Source records.

++++++

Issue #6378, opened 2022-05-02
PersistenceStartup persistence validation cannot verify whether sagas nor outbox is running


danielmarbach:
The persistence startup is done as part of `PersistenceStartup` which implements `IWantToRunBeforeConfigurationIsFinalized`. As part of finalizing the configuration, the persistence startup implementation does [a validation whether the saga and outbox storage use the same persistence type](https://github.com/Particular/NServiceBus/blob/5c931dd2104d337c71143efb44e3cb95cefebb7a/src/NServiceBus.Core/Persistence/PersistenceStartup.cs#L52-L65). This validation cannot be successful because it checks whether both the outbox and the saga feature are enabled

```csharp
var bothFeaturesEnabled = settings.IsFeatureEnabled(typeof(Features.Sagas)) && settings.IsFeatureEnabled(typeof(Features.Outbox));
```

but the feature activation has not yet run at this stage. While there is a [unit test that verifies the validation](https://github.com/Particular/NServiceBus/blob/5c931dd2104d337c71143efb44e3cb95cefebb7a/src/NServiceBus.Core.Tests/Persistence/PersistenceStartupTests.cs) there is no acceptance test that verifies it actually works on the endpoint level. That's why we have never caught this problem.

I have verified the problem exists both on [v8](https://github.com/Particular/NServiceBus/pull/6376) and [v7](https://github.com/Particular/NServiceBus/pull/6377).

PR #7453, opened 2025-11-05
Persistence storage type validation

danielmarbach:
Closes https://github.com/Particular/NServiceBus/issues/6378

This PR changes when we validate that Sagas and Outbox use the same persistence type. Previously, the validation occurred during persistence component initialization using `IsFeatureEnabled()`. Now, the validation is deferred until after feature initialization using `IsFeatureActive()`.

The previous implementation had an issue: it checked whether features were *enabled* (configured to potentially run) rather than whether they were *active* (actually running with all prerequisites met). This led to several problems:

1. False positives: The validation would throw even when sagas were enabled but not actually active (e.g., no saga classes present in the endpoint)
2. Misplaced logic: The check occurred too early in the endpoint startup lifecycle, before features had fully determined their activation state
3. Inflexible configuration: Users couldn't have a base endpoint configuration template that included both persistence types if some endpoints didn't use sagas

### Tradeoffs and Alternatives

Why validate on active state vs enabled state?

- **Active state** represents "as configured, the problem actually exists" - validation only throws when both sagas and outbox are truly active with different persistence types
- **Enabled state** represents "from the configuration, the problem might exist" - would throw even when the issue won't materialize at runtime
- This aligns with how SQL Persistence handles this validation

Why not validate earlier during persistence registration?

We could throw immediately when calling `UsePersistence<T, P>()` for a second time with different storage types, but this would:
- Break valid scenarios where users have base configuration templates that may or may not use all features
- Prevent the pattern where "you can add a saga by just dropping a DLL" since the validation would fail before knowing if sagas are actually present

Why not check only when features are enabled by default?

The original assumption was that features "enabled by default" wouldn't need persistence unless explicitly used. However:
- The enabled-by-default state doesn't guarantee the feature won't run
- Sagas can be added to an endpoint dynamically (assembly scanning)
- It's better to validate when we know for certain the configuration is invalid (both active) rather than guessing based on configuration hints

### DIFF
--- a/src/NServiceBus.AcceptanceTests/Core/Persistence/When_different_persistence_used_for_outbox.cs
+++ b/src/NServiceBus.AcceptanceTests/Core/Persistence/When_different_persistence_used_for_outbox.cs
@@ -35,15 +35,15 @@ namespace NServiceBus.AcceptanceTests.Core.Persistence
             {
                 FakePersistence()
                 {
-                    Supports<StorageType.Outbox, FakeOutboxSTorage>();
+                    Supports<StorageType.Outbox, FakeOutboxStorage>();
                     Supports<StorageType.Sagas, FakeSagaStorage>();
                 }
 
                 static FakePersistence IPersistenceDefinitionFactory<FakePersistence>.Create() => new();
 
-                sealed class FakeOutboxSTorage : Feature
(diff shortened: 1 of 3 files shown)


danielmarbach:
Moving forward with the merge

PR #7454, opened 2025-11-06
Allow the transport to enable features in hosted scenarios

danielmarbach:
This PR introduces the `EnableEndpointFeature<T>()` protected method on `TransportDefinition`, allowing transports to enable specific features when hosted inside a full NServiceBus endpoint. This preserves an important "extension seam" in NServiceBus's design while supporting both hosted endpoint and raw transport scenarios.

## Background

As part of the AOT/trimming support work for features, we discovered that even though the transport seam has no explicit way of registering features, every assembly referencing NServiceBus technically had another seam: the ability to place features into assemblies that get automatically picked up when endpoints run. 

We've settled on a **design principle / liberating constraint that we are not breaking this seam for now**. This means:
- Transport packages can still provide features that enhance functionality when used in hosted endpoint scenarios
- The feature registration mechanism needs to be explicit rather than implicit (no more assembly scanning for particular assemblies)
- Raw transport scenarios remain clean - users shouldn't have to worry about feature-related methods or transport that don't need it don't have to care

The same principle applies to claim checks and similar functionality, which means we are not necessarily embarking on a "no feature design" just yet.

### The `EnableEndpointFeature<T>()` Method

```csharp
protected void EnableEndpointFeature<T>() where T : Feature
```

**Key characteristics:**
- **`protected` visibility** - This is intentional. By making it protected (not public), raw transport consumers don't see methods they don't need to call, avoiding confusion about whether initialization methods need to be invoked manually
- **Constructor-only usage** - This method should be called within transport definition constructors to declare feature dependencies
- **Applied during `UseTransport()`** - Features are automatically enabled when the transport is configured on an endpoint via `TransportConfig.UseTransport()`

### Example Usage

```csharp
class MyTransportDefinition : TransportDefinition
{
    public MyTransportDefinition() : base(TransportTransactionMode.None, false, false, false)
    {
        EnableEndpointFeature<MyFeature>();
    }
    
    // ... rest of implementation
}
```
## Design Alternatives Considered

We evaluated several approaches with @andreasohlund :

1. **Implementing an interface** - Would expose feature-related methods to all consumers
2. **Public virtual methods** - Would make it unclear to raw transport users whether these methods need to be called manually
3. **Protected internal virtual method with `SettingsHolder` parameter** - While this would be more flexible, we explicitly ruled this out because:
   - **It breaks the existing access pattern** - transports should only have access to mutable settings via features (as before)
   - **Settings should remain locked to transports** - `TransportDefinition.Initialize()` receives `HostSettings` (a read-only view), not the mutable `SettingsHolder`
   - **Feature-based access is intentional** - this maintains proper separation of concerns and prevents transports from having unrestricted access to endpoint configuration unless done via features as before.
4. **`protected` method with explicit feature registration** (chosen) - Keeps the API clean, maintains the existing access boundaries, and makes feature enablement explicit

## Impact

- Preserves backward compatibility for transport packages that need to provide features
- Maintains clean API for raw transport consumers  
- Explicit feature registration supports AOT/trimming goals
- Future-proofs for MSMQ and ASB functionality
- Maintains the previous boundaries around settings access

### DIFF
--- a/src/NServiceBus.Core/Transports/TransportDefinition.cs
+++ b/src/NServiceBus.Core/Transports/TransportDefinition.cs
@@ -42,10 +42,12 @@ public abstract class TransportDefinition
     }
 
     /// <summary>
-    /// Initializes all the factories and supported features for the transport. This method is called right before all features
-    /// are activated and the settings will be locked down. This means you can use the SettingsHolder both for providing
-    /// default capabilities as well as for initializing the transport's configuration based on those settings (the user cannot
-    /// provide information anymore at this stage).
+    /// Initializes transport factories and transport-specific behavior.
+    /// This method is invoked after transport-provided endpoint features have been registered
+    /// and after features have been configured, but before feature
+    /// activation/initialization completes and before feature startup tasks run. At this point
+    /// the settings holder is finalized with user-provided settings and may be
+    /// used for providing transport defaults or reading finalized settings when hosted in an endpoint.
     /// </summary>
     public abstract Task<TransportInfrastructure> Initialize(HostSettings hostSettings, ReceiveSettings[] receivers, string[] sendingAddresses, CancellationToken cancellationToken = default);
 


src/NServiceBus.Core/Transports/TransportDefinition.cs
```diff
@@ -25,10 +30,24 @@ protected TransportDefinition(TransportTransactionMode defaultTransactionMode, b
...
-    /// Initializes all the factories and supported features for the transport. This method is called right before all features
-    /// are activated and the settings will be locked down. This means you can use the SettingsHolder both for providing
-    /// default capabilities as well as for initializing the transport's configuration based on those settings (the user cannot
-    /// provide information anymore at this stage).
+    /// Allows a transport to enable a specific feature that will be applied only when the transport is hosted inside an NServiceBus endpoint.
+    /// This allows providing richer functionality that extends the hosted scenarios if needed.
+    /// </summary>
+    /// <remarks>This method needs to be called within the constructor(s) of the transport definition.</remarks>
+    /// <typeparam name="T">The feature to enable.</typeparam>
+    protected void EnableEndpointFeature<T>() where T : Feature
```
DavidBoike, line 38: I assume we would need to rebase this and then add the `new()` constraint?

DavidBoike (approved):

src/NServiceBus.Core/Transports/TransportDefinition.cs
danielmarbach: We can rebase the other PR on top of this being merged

++++++

WORK TO COMPLETE.
Give back the records above exactly, limited to the lines between the one holding "The original assumption" and the one holding "We've settled on", inclusive.

YOUR RESPONSE.
The original assumption was that features "enabled by default" wouldn't need persistence unless explicitly used. However:
- The enabled-by-default state doesn't guarantee the feature won't run
- Sagas can be added to an endpoint dynamically (assembly scanning)
- It's better to validate when we know for certain the configuration is invalid (both active) rather than guessing based on configuration hints

### DIFF
--- a/src/NServiceBus.AcceptanceTests/Core/Persistence/When_different_persistence_used_for_outbox.cs
+++ b/src/NServiceBus.AcceptanceTests/Core/Persistence/When_different_persistence_used_for_outbox.cs
@@ -35,15 +35,15 @@ namespace NServiceBus.AcceptanceTests.Core.Persistence
             {
                 FakePersistence()
                 {
-                    Supports<StorageType.Outbox, FakeOutboxSTorage>();
+                    Supports<StorageType.Outbox, FakeOutboxStorage>();
                     Supports<StorageType.Sagas, FakeSagaStorage>();
                 }
 
                 static FakePersistence IPersistenceDefinitionFactory<FakePersistence>.Create() => new();
 
-                sealed class FakeOutboxSTorage : Feature
(diff shortened: 1 of 3 files shown)


danielmarbach:
Moving forward with the merge

PR #7454, opened 2025-11-06
Allow the transport to enable features in hosted scenarios

danielmarbach:
This PR introduces the `EnableEndpointFeature<T>()` protected method on `TransportDefinition`, allowing transports to enable specific features when hosted inside a full NServiceBus endpoint. This preserves an important "extension seam" in NServiceBus's design while supporting both hosted endpoint and raw transport scenarios.

## Background

As part of the AOT/trimming support work for features, we discovered that even though the transport seam has no explicit way of registering features, every assembly referencing NServiceBus technically had another seam: the ability to place features into assemblies that get automatically picked up when endpoints run. 

We've settled on a **design principle / liberating constraint that we are not breaking this seam for now**. This means:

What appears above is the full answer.